Managers at Healthcare.gov are gearing up to shuffle stranded exchange plan enrollees into new plans next week.
The Affordable Care Act individual health insurance open enrollment period for 2017 coverage starts Nov. 1. Analysts have estimated that plan withdrawals could affect one-third or more of the enrollees in many states.
HealthCare.gov developed the "crosswalking" system to keep consumers affected by the discontinuation of 2016 exchange plans from losing health coverage simply because the issuers drop the plans.
If an enrollee in an exchange plan that's going away fails to choose a substitute plan for 2017, HealthCare.gov will suggest a plan, according to officials at the Centers for Medicare & Medicaid Services, the federal agency that runs HealthCare.gov.
A consumer affected by a HealthCare.gov crosswalk will generally have to make a binder payment to effectuate an enrollment, CMS officials say in a note about how the crosswalk system will work.
Officials in some states, including Wisconsin, have said the crosswalk system violates the rules in effect in their states.
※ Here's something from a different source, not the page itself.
Issue #670, opened 2017-04-20
Editorial on RtpTransceiver


juberti:
Section 5.8 contains the sentence: "If there is no RtpTransceiver associated with this m= section (which will only happen when applying an offer)..." -- it is grammatically ambiguous whether this says that the *absence* of an RtpTranceiver can only happen with an offer, or if the *presence* of an RtpTranceiver can only happen with an offer. Suggest rephrasing as: "If applying an offer and there is no RtpTransceiver associated with this m= section, find one..."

In those states, CMS is letting consumers opt out of the crosswalk system.
Health Agents for America, a Baton Rouge, Louisiana-based agent group, says it's not clear what will happen to commissions for the agents of current exchange plan enrollees, or whether the current exchange plan enrollees' National Producer Numbers will stick with the application files of consumers crosswalked into new plans.
"Please check with the carriers in your state to verify," HAFA says in an e-mail bulletin.
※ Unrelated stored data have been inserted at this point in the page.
PR #709, opened 2017-05-06
Bundle-only always gets port 0. Fixes #654

### LINKED ISSUE #654: Clarify statement regarding trickle ICE ports #wglc-punchlist
BLOCKER: The first bullet on page 37 says that port 9 "MUST be used," which contradicts the behavior required of BUNDLE-only sections (for which port 0 MUST be used). Clarify.

ekr:


draft-ietf-rtcweb-jsep.xml
```diff
@@ -1910,7 +1910,9 @@ candidate:1 1 UDP 1694498815 192.0.2.33 10000 typ host
           itself, the following rules MUST be followed:
           <list style="symbols">
 
-            <t>The port value is set to the port of the default ICE
+            <t>If the m= section is marked as bundle-only, then
+            the port value is set to 0. Otherwise,
```
juberti: MUST be set to 0?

HAFA says agents should tell clients about their coverage options. (Image: Thinkstock)
|S&P says the future could look better
The current turmoil could cause big problems for ACA exchange plan managers and the individual health insurance market in 2018, but analysts at New York-based Standard & Poor's Financial Services say there's still hope for an exchange system recovery.
Many of the insurers that are still selling individual medical major coverage in 2017 are cutting or eliminating agent compensation, especially in the exchange market.
One, Hartford, Connecticut-based Aetna, sent producers a bulletin saying it will stop paying individual health commissions for 2017 in Arkansas, Arizona, Illinois, Kansas, Kentucky, Louisiana, Michigan, New Jersey, Ohio, Pennsylvania, Tennessee, Texas, Utah and Wyoming, according to Henry Stern, an Ohio-based agent who blogs at InsureBlog.
HAFA says agents have a duty to call clients affected by the exchange plan shuffle.
"You need to contact all of your customers who have policies with a carrier leaving the market and let them know CMS will choose a plan for them," HAFA says. "You will have the opportunity to put them in a plan that works for them during open enrollment."
But Deep Banerjee and other analysts at S&P say in a new commentary that the Affordable Care Act premium tax credit subsidy should help stabilize ACA exchange plan enrollment, in spite of the turmoil.
Thanks to the subsidies, the number of people with plan selection information in the ACA exchange system around Jan. 31, at the end of the 2017 open enrollment period could range from 11.7 million to 13.3 million, compared with 11.7 million at the end of the 2016 open enrollment period, the analysts say.
Actual 2017 paid enrollment total could range from 10.2 million to 11.6 million, compared with 11.1 million for 2016, the S&P analysts say.
"As we have said previously, we expect a five-year path to stability in the exchange business," the analysts say. "During this period, pricing corrections by insurers are an unwelcome but somewhat needed side effect of the evolving insurance marketplace."
If the current system stays in effect, price increases are likely to be moderate in 2018, and that should help exchange plan sales grow, the analysts say.